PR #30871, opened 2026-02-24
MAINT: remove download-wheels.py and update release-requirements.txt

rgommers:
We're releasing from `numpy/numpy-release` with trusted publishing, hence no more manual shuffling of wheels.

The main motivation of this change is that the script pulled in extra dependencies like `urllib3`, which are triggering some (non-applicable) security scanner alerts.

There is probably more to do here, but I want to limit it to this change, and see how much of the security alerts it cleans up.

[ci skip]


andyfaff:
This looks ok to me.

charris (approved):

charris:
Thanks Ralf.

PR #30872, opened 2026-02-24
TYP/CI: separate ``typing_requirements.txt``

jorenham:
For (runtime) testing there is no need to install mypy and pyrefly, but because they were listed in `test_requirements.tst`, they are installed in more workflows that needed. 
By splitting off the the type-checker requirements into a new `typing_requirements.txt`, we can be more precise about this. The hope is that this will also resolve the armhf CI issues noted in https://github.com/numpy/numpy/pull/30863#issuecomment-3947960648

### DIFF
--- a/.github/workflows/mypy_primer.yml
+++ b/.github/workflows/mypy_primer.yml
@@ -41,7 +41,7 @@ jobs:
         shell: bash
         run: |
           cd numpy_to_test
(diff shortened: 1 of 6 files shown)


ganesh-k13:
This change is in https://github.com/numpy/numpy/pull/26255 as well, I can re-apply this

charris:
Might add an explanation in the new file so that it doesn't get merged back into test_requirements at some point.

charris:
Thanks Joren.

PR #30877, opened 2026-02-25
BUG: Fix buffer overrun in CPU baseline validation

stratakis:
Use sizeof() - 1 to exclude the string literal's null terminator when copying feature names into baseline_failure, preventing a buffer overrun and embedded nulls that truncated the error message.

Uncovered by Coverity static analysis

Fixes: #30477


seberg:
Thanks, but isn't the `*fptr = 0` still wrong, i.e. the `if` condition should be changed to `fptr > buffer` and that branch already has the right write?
___
What the task asks.
Every entry above should be duplicated exactly.

Exercise response.
PR #30871, opened 2026-02-24
MAINT: remove download-wheels.py and update release-requirements.txt

rgommers:
We're releasing from `numpy/numpy-release` with trusted publishing, hence no more manual shuffling of wheels.

The main motivation of this change is that the script pulled in extra dependencies like `urllib3`, which are triggering some (non-applicable) security scanner alerts.

There is probably more to do here, but I want to limit it to this change, and see how much of the security alerts it cleans up.

[ci skip]


andyfaff:
This looks ok to me.

charris (approved):

charris:
Thanks Ralf.

PR #30872, opened 2026-02-24
TYP/CI: separate ``typing_requirements.txt``

jorenham:
For (runtime) testing there is no need to install mypy and pyrefly, but because they were listed in `test_requirements.tst`, they are installed in more workflows that needed. 
By splitting off the the type-checker requirements into a new `typing_requirements.txt`, we can be more precise about this. The hope is that this will also resolve the armhf CI issues noted in https://github.com/numpy/numpy/pull/30863#issuecomment-3947960648

### DIFF
--- a/.github/workflows/mypy_primer.yml
+++ b/.github/workflows/mypy_primer.yml
@@ -41,7 +41,7 @@ jobs:
         shell: bash
         run: |
           cd numpy_to_test
(diff shortened: 1 of 6 files shown)


ganesh-k13:
This change is in https://github.com/numpy/numpy/pull/26255 as well, I can re-apply this

charris:
Might add an explanation in the new file so that it doesn't get merged back into test_requirements at some point.

charris:
Thanks Joren.

PR #30877, opened 2026-02-25
BUG: Fix buffer overrun in CPU baseline validation

stratakis:
Use sizeof() - 1 to exclude the string literal's null terminator when copying feature names into baseline_failure, preventing a buffer overrun and embedded nulls that truncated the error message.

Uncovered by Coverity static analysis

Fixes: #30477


seberg:
Thanks, but isn't the `*fptr = 0` still wrong, i.e. the `if` condition should be changed to `fptr > buffer` and that branch already has the right write?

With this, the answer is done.